One of the key decisions to make when designing a code review system is choosing the basic unit of code review. One approach common in many open-source projects is to be patch-centric, i.e. to make the reviewable unit a single patch. In a patch-centric world, code review is complete when every patch that went into the system has been read.
We instead decided to build tools that were diff-centric. In a diff-centric world, reviews aren’t done on single patches, but instead between a pairs of points in history. Code review is complete when a path of diffs has been completed, starting from a fully read revision, and ending in the revision to be approved. Both patch-centric and diff-centric approaches are reasonable, but we settled on diff-centrism for a couple of reasons:
- Merges complicate patch-based review. If you’re going to do code-review at a patch level, one question you need to answer is: how do you review merges? In Mercurial, for instance, merges are represented by changesets that have two parents, and it’s not quite clear how to read the resulting diffs – you could read the diffs from both parents, but this is largely a recapitulation of the changesets being merged. One might be tempted to simply not review merge nodes, since they typically don’t contain material changes. But merges aren’t always trivial, so you ignore them at your peril.

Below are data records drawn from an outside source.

PR #558, opened 2022-09-02
Add `rendererOptions` to `TilesetOptions`

### LINKED ISSUE #480: Adopt `rendererOptions` pattern from `RasterOverlayOptions` for `TilesetOptions`, too
In #471, we added a new `rendererOptions` field to `RasterOverlayOptions`. This allows a renderer (e.g. Unreal Engine / Cesium for Unreal) to pass data to an overlay that is then passed back to the renderer via `IPrepareRendererResources::prepareRasterInLoadThread`. This is important because many objects in both cesium-native and the renderer itself are unsafe to access from this background thread.

We should add a similar field to `TilesetOptions` and pass it to `IPrepareRendererResources::prepareInLoadThread`, for the same reason. See discussion here:
https://github.com/CesiumGS/cesium-unreal/pull/698#discussion_r844726486

j9liu:
Closes #480. This PR adds a `rendererOptions` field to `TilesetOptions`, which gets passed to `IPrepareRendererResources::prepareInLoadThread` similar to how `RasterOverlayOptions` has its `rendererOptions` passed to `IPrepareRendererResources::prepareRasterInLoadThread`.

I couldn't find an equivalent unit test for `RasterOverlayOptions / RasteryOverlayTileProvider` -- would it be good to write one for this PR?

### DIFF
--- a/CHANGES.md
+++ b/CHANGES.md
@@ -1,5 +1,15 @@
 # Change Log
 
+### ? - ?
+
+##### Breaking Changes :mega:
+
+- Added a new parameter, `rendererOptions`, to `IPrepareRendererResources::prepareInLoadThread`.
+
+##### Additions :tada:
+
+- Added a `rendererOptions` property to `TilesetOptions` to pass arbitrary data to `prepareInLoadThread`.
+
 ### v0.19.0 - 2022-09-01
 
 ##### Breaking Changes :mega:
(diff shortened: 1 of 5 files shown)


kring:
This looks good to me. Please just update CHANGES.md. We should also be able to use this to remove the `_encodedMetadataDescription` field from `ACesium3DTileset` in cesium-unreal, as mentioned in https://github.com/CesiumGS/cesium-unreal/pull/698#discussion_r844726486 but that can be a separate PR.

As for the test, I'm not too fussed as there's probably not too much chance of test-breakage here. It's just weaving an instance through. But if it looks straightforward to add a test then it certainly can't hurt!

j9liu:
@kring updated! I looked to see if I could add a test, but nothing in native actually uses the values of `rendererOptions`, so it's hard to test that they were passed through.

kring:
Thanks @j9liu!

PR #559, opened 2022-09-04
CesiumGltfWriter - remove special case for `byteOffset`

lilleyse:
In CesiumGltfWriter we had a special case where `byteOffset` would always get written out even if the value was 0. This causes problems when you have accessors that don't point to buffer views since it's invalid to have `byteOffset: 0` if no `bufferView` is defined. I noticed this when writing out glTFs with `KHR_draco_mesh_compression`.


kring:
Looks good to me. Probably worth mentioning in CHANGES.md, though, right?

lilleyse:
@kring updated!

PR #560, opened 2022-09-14
Refresh Token If Expired

### LINKED ISSUE #551: Layer.json terrain breaks after Cesium ion token expiration
After CesiumGS/cesium-native#508, `CesiumIonTilesetLoader` handles an HTTP 401 from a tile content loading request by attempting to refresh the Cesium ion token. So far, so good. The problem is that it doesn't also do this for the layer.json request. This is usually not a problem because the layer.json is requested first thing, before the token could possibly expire. However, the Cesium ion asset endpoint response (which is where the token comes from) is cached across Tilesets. So the following results in a broken Tileset:

1. Create a Tileset for, say, Cesium World Terrain.
2. Wait for the token to expire (1 hour?)
3. Delete the Tileset without loading any new tiles.
4. Create a new Cesium World Terrain tileset.

The new tileset in step 4 will reuse the asset endpoint response with the expired token to attempt to download layer.json. It will fail with a 401, and give up without refreshing the token. I don't think there's any way to recover from this other than by restarting the application.

I don't know offhand if we have the same problem when downloading the root tileset.json, or if it's specific to layer.json. It's also possible that we had this bug before CesiumGS/cesium-native#508, too.

joseph-kaile:
Fixes #551

### DIFF
--- a/Cesium3DTilesSelection/src/CesiumIonTilesetLoader.cpp
+++ b/Cesium3DTilesSelection/src/CesiumIonTilesetLoader.cpp
@@ -541,15 +541,11 @@ CesiumIonTilesetLoader::refreshTokenIfNeeded(
     bool showCreditsOnScreen,
     TilesetContentLoaderResult<CesiumIonTilesetLoader>&& result) {
   if (result.errors.hasErrors()) {
-    std::string errorString = fmt::format(
-        "Received status code {} for tile content {}",
-        401,
-        ionAssetEndpointUrl);
+    std::string errorString = "Received status code 401";
     for (std::string error : result.errors.errors) {
-      if (errorString == error) {
+      if (error.find(errorString) != std::string::npos){
         CesiumIonTilesetLoader* pIonLoader =
             static_cast<CesiumIonTilesetLoader*>(result.pLoader.get());
-
         pIonLoader->refreshTokenInMainThread(
             externals.pLogger,
             externals.pAssetAccessor,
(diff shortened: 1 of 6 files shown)


Cesium3DTilesSelection/src/CesiumIonTilesetLoader.cpp
```diff
@@ -492,4 +530,35 @@ CesiumIonTilesetLoader::createLoader(
...
+    int64_t ionAssetID,
+    const std::string& ionAccessToken,
+    const std::string& ionAssetEndpointUrl,
+    const AuthorizationHeaderChangeListener& headerChangeListener,
+    bool showCreditsOnScreen,
+    TilesetContentLoaderResult<CesiumIonTilesetLoader>&& result) {
+  if (result.errors.hasErrors()) {
+    std::string errorString = "Received status code 401";
+    for (std::string error : result.errors.errors) {
+      if (error.find(errorString) != std::string::npos) {
```
kring, line 546: Searching for some error text in the list of errors seems fragile. For example, if we change the error message slightly, it'll break silently. Can we modify `mainThreadLoadLayerJsonFromAssetEndpoint` and `mainThreadLoadTilesetJsonFromAssetEndpoint` to include the HTTP status code instead, so we can avoid this?

Cesium3DTilesSelection/src/CesiumIonTilesetLoader.cpp
```diff
@@ -492,4 +530,35 @@ CesiumIonTilesetLoader::createLoader(
...
+        endpointCache.erase(createEndpointResource(
```
kring, line 547: This function is invoked by a `thenImmediately`, so it might end up running any thread. Accessing `endpointCache` from anywhere but the main thread is not allowed, as it can cause undefined behavior. I think the easy fix in this case is to invoke it with `thenInMainThread` instead.

kring:
Thanks @joseph-kaile!

Since this isn't the first time this has broken, I think it's well worth writing a test for it. It can be a separate PR, though.

PR #562, opened 2022-09-22
Add LocalHorizontalCoordinateSystem

kring:
This is kind of like the cesium-native side of cesium-unreal's CesiumGeoreference.

You give it a point on the globe and tell it which direction (west, south, east, north, up, down) each coordinate axis points, and it creates a coordinate system centered on the point and with the axes you specified. Depending on the directions you choose for the axes, the coordinate system may be right- or left-handed. You can also specify a `scale` parameter if the coordinate system is not in meters.

For example, it's easy to construct a left-handed, East-South-Up coordinate system in centimeters, like the one we use in Unreal Engine:

```
LocalHorizontalCoordinateSystem coordinateSystem(
    Cartographic::fromDegrees(-105.25737, 39.736401, 2250.0),
    LocalDirection::East,
    LocalDirection::South,
    LocalDirection::Up,
    1.0 / 100.0);
```

It then provides methods for transforming between the constructed coordinate system and ECEF.

The three axes directions must be orthogonal, i.e., it makes no sense for X to point West and Y to point East. This is only enforced with assertions, as it's almost certainly a developer error.

### DIFF
--- a/CHANGES.md
+++ b/CHANGES.md
@@ -10,6 +10,7 @@
 ##### Additions :tada:
 
 - Added a `rendererOptions` property to `TilesetOptions` to pass arbitrary data to `prepareInLoadThread`.
+- Added `LocalHorizontalCoordinateSystem`, which is used to create convenient right- or left-handeded coordinate systems with an origin at a point on the globe.
 
 ##### Fixes :wrench:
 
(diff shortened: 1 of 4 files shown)


nithinp7:
This looks solid thanks @kring!

PR #607, opened 2023-03-14
Improve support for KTX2 and WebP textures.

kring:
As originally reported here:
https://community.cesium.com/t/compressed-texture-support-webp-ktx-in-unity/22681

Cesium for Unity didn't support KTX2 or WebP compressed textures. I initially found this surprising, because Cesium for Unreal does, and cesium-native does the decoding, so why wouldn't Cesium for Unity? But it turns out the client (e.g. Cesium for Unity) still had to be aware of the extension and check it for the `source` property in order to identify which (already decoded) image to use. This was a bit silly, because by the time the client sees it, cesium-native has already decoded the image to raw pixels (or a supported compressed texture format if requested) and a KTX2 or WebP image isn't meaningfully different from a JPEG or PNG.

So this PR makes cesium-native propagate the extension's `source` to the main Texture's `source` after decoding, so that clients don't need to be aware of all the supported texture formats. This brings KTX2 and WebP support to Unity and allows us to add new formats in the future without any changes to clients.


j9liu:
@kring looks good, I'll merge once CI passes. thanks!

- Reading many small patches reduces the signal-to-noise ratio. People make coding mistakes. If you read every little patch that someone has committed, you will end up reading the outcome of decisions that were later reversed. Diff-centric code review allows you to skip over some of that noise. If a patch is committed that must later be backed-out, then someone who is reading patches will end up reading both. In a diff-centric world, a reviewer who reads a diff that crosses over both the original patch and the backout won’t have to review either.